The tertiary larval stage is of brief duration, lasting about a fortnight. The larva then sheds its skin by a longitudinal rent along the back, as did the secondary larva, uncovering the nymph, in which we recognize the Beetle, the genus and species being almost determinable by the antennæ.

The second year's development turned out badly. The few nymphs which I obtained about the middle of June shrivelled up without attaining the perfect form. Some pseudochrysalids remained on my hands without showing any sign of approaching transformation. I attributed this delay to lack of warmth. I was in fact keeping them in the shade, on a what-not, in my study, whereas under natural conditions they are exposed to the hottest sun, beneath a layer of sand a few inches deep. To imitate these conditions without burying my charges, whose progress I wished to follow comfortably, I placed the pseudochrysalids that remained on a layer of fresh sand at the bottom of a glass receiver. Direct exposure to the sun was impracticable: it would have been fatal at a period when life is subterranean. To avoid it, I tied over the mouth of the receiver a few thicknesses of black cloth, to represent the natural screen of sand; and the apparatus thus prepared was exposed for some weeks to the most brilliant sunshine in my window. Under the cloth cover, which, owing to its colour, favours the absorption of heat, the temperature, during the day-time, became that of an oven; and yet the pseudochrysalids persisted in remaining stationary. The end of July was near and nothing indicated a speedy hatching. Convinced that my attempts at heating would be fruitless, I replaced the pseudochrysalids in the shade, on the shelves, in glass tubes. Here they passed a second year, still in the same condition.
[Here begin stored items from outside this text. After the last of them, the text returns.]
PR #5, opened 2021-02-10
Add build for use in nodejs environment

rsbondi:
This builds as a node module leaving the `index.js` as the entry point otherwise.  `WebSocket` is native to the browser but the `ws` package is imported for node

### DIFF
--- a/rollup.config.js
+++ b/rollup.config.js
@@ -1,0 +1,15 @@
+import pkg from './package.json';
+
+export default [
+	{
+		input: 'index.cjs.js',
+		external: [
+			"buffer",
+			"noble-secp256k1",
+			"ws"
+		],
+		output: [
+			{ file: pkg.main, format: 'cjs' }
+		]
+	}
+];
--- a/index.cjs.js
+++ b/index.cjs.js
@@ -1,0 +1,5 @@
+import WebSocket from 'ws'
+global.WebSocket = WebSocket
+import * as nostr from './index'
+
+export default nostr
--- a/package.json
+++ b/package.json
@@ -2,14 +2,20 @@
   "name": "nostr-tools",
   "version": "0.3.2",
   "description": "Tools for making a Nostr client.",
-  "main": "index.js",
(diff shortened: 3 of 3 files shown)


rollup.config.js
```diff
@@ -0,0 +1,11 @@
+import pkg from './package.json';
+
+export default [
+	{
+		input: 'index.js',
+		external: ['ms'],
```
fiatjaf, line 6: What is this 'ms'?

relay.js
```diff
@@ -1,4 +1,5 @@
 import {verifySignature} from './event'
+const WS = typeof window === 'undefined' ? require('ws') : WebSocket
```
fiatjaf, line 2: Does this require work when building for the browser? I think any transpiler will always automatically include the `ws` package since it will be available.

rsbondi: there is no build for the browser, see `package.json`

```
  "main": "dist/nostr-tools.cjs.js",
  "module": "index.js",
  "browser": "index.js",
```

rollup.config.js
rsbondi: It was in the rollup template, may be specific to rollup, but don't really know what it is

rsbondi: I think I can delete, will sqaush out

relay.js
rsbondi: Well, I guess there is a build for anyone using the library, so their build would be bulky, don't know if there is a better way.

rsbondi: I added a separate `index.cjs.js` file which imports and exports the original, leaving `relay.js` untouched, this should eliminate the `ws` in the browser when building by third parties using `nostr-tools`

fiatjaf:
Going to the brute-force mode with https://github.com/fiatjaf/nostr-tools/commit/d355bbead48651ad2e304ff43409f8bd8bb4d0dd. I think that's what everybody does. Adding this polyfill for everybody. Let's hope the library authors know what they're doing. Should fix this.

PR #6, opened 2021-02-19
Correct subscriptions for new protocol

rsbondi:
I think most of these changes should be obvious, relay.js line 89, id does not exist so removed from log

The bind on the channel was only bound once, on return so it kept the same value for every subscription.  I moved it to `sub` and also added the reduce to convert to hex

And `trySend` already stringifies, so it was removed from `realy.publish`

### DIFF
--- a/relay.js
+++ b/relay.js
@@ -115,13 +115,13 @@ export function relayConnect(url, onNotice) {
     }
   }
 
-  const sub = async ({cb, filter}) => {
-    const channel = (await sha256(Math.random().toString())).reduce((str, byte) => str + byte.toString(16).padStart(2, '0'), '')
+  const sub = async ({ch, cb, filter}) => {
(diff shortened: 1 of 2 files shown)


relay.js
```diff
@@ -116,7 +115,8 @@ export function relayConnect(url, onNotice) {
     }
   }
 
-  const sub = async (channel, {cb, filter}) => {
+  const sub = async ({cb, filter}) => {
+    const channel = (await sha256(Math.random().toString())).reduce((str, byte) => str + byte.toString(16).padStart(2, '0'), '')
```
fiatjaf, line 119: There is a problem here. Only the first call should get a random channel ID. The following calls derived from this should reuse that ID.

fiatjaf: You see how each `sub()` call returns an object with `.sub()`? The idea is that calling that sub-`sub` function should make a new `REQ` call to the relay with the same previous `channel` id.

This is confusing.

rsbondi: a25e6c4265374bf5448105d89439004a86132014

PR #7, opened 2021-02-21
Return relay with sub callback for new relay

rsbondi:
I don't quite understand well enough but this is what I observe to be occurring
[here](https://github.com/rsbondi/nostr-tools/blob/6750a6cc7659a58cd8cc646c7001aa2ead98c977/pool.js#L35)(this commit) will catch it the first time when the relay is first added, and [here](https://github.com/rsbondi/nostr-tools/blob/6750a6cc7659a58cd8cc646c7001aa2ead98c977/pool.js#L24) on subscriptions that are added after

So if I subscribe, then add an additional relay, it is covered by this PR

### DIFF
--- a/pool.js
+++ b/pool.js
@@ -32,7 +32,7 @@ export function relayPool(globalPrivateKey) {
           sub(id, {cb, filter})
         ]),
       addRelay: relay => {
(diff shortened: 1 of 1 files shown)


monlovesmango:
I think the current version already accounts for this now. should this be closed?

June returned once more and with it the appearance of the tertiary larva, followed by the nymph. For the second time this stage of development was not exceeded; the one and only nymph that I succeeded in obtaining shrivelled, like those of the year before. Will these two failures, arising no doubt from the overdry atmosphere of my receivers, conceal from us the genus and the species of the Mantis-eating Meloid? Fortunately, no. The riddle is easily solved by deduction and comparison.
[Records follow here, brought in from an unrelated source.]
PR #11, opened 2022-04-06
import 'Buffer'

monlovesmango:
'Buffer' wasn't imported initially and was causing issues when I tried to use generatePrivateKey in a client I am building. not sure why Branle has no error, maybe I am doing something wrong?


fiatjaf:
These JS bundlers these days have ways to inject "Node dependencies" via some option or plugin and pretty much everybody does it. `Buffer` is a global on Node.

PR #13, opened 2022-05-05
query all users for particular domain

monlovesmango:
I think it would be helpful to add a function to query all the names for a particular domain, so that you can explore users on a particular domain. easy enough to implement on client side but might be good have in the base tools (feel free to disagree).

### DIFF
--- a/nip05.js
+++ b/nip05.js
@@ -26,3 +26,17 @@ export async function queryName(fullname) {
     return null
   }
 }
+
+export async function queryNames(domain) {
+  try {
+    if (!domain) return null
+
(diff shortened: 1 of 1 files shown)


fiatjaf:
Isn't this the same as the [`searchDomain`](https://github.com/monlovesmango/nostr-tools/blob/31ba86eee0a09684c1c85ba0b13f9581be36b017/nip05.js#L3) function?

monlovesmango:
lol yes it is. sorry got blinders on. thank you for pointing me to this!!

PR #15, opened 2022-06-22
update cb property in subControllers relay entry

monlovesmango:
when updating subscription or adding new relays, subsequent events that are received have the relay as undefined. by updating cb property for the subControllers entries to be an arrow function (when calling sub.sub or sub.addRelay), subsequent events now return the relay url appropriately.

I also rearranged order in line 37 so that order is consistent throughout.


fiatjaf:
Published.

PR #16, opened 2022-07-02
NPM build and publish

Dolu89:
PR for publishing ESM module to NPM unders ./dist/nostr.js


fiatjaf:
Is this working? Will it break things?

PR #20, opened 2022-09-06
fix: CJK characters are garbled after decryption

bieberg0n:
I'm from Asia and I found that CJK characters are garbled after decryption.
Because during decryption, parameters of `decipher.update` does not contain `outputEncoding`.

Test code:
```Javscript
import { decrypt, encrypt } from './nip04.js'

const main = function() {
  let priv = '3277614521b0dba8ec930e64ff4ea5bb2709dfd67d35586b8b380d0beeb420c1'
  let pub = '8643c759c757bbaf06eae40ac4454627ec44731a7f48a4ba04244b68fd028999'
  let txt = '苟利国家生死以，岂因祸福避趋之'
  let cipText = encrypt(priv, pub, txt)
  let r = decrypt(priv, pub, cipText)
  console.log(r)
}

main()
```
Result:
image

After repair:
image

### DIFF
--- a/nip04.js
+++ b/nip04.js
@@ -29,7 +29,7 @@ export function decrypt(privkey, pubkey, ciphertext) {
     Buffer.from(normalizedKey, 'hex'),
     Buffer.from(iv, 'base64')
   )
-  let decryptedMessage = decipher.update(cip, 'base64')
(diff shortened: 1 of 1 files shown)


fiatjaf:
Good catch! Thank you very much.

fiatjaf:
Released in 0.24.1.

PR #24, opened 2022-10-04
modify ./nip04.js to use buffer npm package

snuffyDev:
This will use the npm package instead of node's core module. 

The README for the buffer package from NPM (https://github.com/feross/buffer#usage) mentions using `'buffer/'` instead of `'buffer'`, since `'buffer'` will resolve to Node's Buffer module.

### DIFF
--- a/event.js
+++ b/event.js
@@ -1,58 +1,49 @@
-import {Buffer} from 'buffer'
-import createHash from 'create-hash'
-import * as secp256k1 from '@noble/secp256k1'
+import { Buffer } from "buffer/";
+import createHash from "create-hash";
+import * as secp256k1 from "@noble/secp256k1";
 
 export function getBlankEvent() {
-  return {
-    kind: 255,
-    pubkey: null,
-    content: '',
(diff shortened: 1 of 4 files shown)


fiatjaf:
Thank you for the PR, but why do we want to use the npm package instead of Node's Buffer module?

snuffyDev:
> Thank you for the PR, but why do we want to use the npm package instead of Node's Buffer module?

It’s installed as a dependency: https://github.com/fiatjaf/nostr-tools/blob/1f1bcff8035a3e2926bdc8a38a5e6a90222dcec4/package.json#L14

But also for usage in a browser. If it’s preferred to use the Node module in a Node environment, I can add a check

fiatjaf:
It's installed as a dependency because it's needed in the browser. I don't understand JavaScript enough to tell if it is better to use npm dependency on Node.js too, that's why I am asking.

If you add a check wouldn't that be equivalent to what we have today without this PR?

fiatjaf:
:(

PR #26, opened 2022-10-24
replace micro-bip with @scure/bip, fix #25

### LINKED ISSUE #25: replace micro-bip32/39 with @scure/bip32/39
according https://www.npmjs.com/package/micro-bip39

they suggest to switch to @scure/bip39 which with the security audit

same for bip32 https://www.npmjs.com/package/micro-bip32

gasolin:
update packages described in #25


fiatjaf:
Thank you!

PR #28, opened 2022-11-24
Filter type with optional atributtes

arejula27:
When using typscript is really annoying to create the whole Filter type, with this change it will be more comfortable use a filer. The next image shows  an example
image


fiatjaf:
Good catch, I hadn't realized this because I don't use TypeScript.

arejula27:
Do u mind if I do more pr on similar cases when I find them?

fiatjaf:
No, please send PRs!

PR #279, opened 2023-08-21
add batchedList method to SimplePool

sepehr-safari:
### Diff
1. added a new optional parameter `batchInterval` to SimplePool class `Default: 100ms`
2. added a new method `batchedList` to SimplePool class: it's similar to `list()` but with a batching mechanism.
3. fix a bug to filter duplicate relays in `sub()`

### `batchedList()` gets three parameters:
1. batchKey as a string: used to group different subscriptions together into a single websocket request.
2. relays: same as `list` method
3. filters: same as `list` method

### best practices:
1. combine same relays and similar filters together with a unique batchKey e.g. `authors` `notes` `contacts` `reactions` it's totally up to you
2. use batching for repetitive scenarios like getting the details of multiple profiles at the same time with the same and unique batchKey e.g. `authors`
3. create a single SImplePool instance in your app wide and use it in different components at the same time. you can use a global state manager (on frontend frameworks eg React/Vue) based on your needs.

### Example:
``` *.tsx

const App = () => {
  // subscribe to some relays and get some notes with kind 1
  const latestNotes = pool.list(relays, { kinds: [1], limit: 20 });
  // you don't have full details of the authors yet, just their pubkey
  // you will let each note component fetch its author details on its own

  return (
    <div>
      {latestNotes.map((note) => (
        <div key={note.id}>
          <NoteCard note={note} />
        </div>
      ))}
    </div>
  );
};

const NoteCard = ({ note }: { note: Note }) => {
  // fetch the author details with batchedList method with key 'authors'
  const author = pool.batchedList('authors', relays, {
    kinds: [0],
    limit: 1,
    authors: [note.author],
  });
  // SimplePool will batch all subscriptions with the same key together
  // and send JUST ONE request to each relay for each key
  // and then it will distribute the corresponding events to each subscription
  // so you can subscribe to the same key in different components
  // and you will get JUST DESIRED events for each component separately

  return (
    <div>
      <div>{note.content}</div>
      <div>{author.name}</div>
    </div>
  );
}
```

### DIFF
--- a/package.json
+++ b/package.json
@@ -1,6 +1,6 @@
 {
   "name": "nostr-tools",
-  "version": "1.14.1",
+  "version": "1.14.2",
   "description": "Tools for making a Nostr client.",
   "repository": {
     "type": "git",
--- a/pool.ts
+++ b/pool.ts
@@ -7,26 +7,38 @@ import {
 import {normalizeURL} from './utils.ts'
 
 import type {Event} from './event.ts'
-import type {Filter} from './filter.ts'
+import {matchFilters, type Filter} from './filter.ts'
+
+type BatchedRequest = {
+  filters: Filter<any>[]
+  relays: string[]
+  resolve: (events: Event<any>[]) => void
+  events: Event<any>[]
+}
+
 export class SimplePool {
   private _conn: {[url: string]: Relay}
   private _seenOn: {[id: string]: Set<string>} = {} // a map of all events we've seen in each relay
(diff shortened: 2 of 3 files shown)


sepehr-safari:
tnx @fiatjaf would you also consider publishing this version?

fiatjaf:
Does it work?

sepehr-safari:
> Does it work?

Y. like a butter 🤌🏻

fiatjaf:
Published.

The only Melodiæ in my part of the country which, though their habits are still unknown, might correspond in size with either the larva or the pseudochrysalis in question are the Twelve-pointed Mylabris and Schaeffer's Cerocoma. I find the first in July on the flowers of the sea scabious; I find the second at the end of May and in June on the heads of the Îles d'Hyères everlasting. This last date is best-suited to explain the presence of the parasitic larva and its pseudochrysalis in the Tachytes' burrows from July onwards. Moreover, the Cerocoma is very abundant in the neighbourhood of the sand-heaps haunted by the Tachytes, while the Mylabris does not occur there. Nor is this all: the few nymphs obtained have curious antennæ, ending in a full, irregular tuft, the like of which is found only in the antennæ of the male Cerocoma. The Mylabris, therefore, must be eliminated; the antennæ, in the nymph, must be regularly jointed, as they are in the perfect insect. There remains the Cerocoma.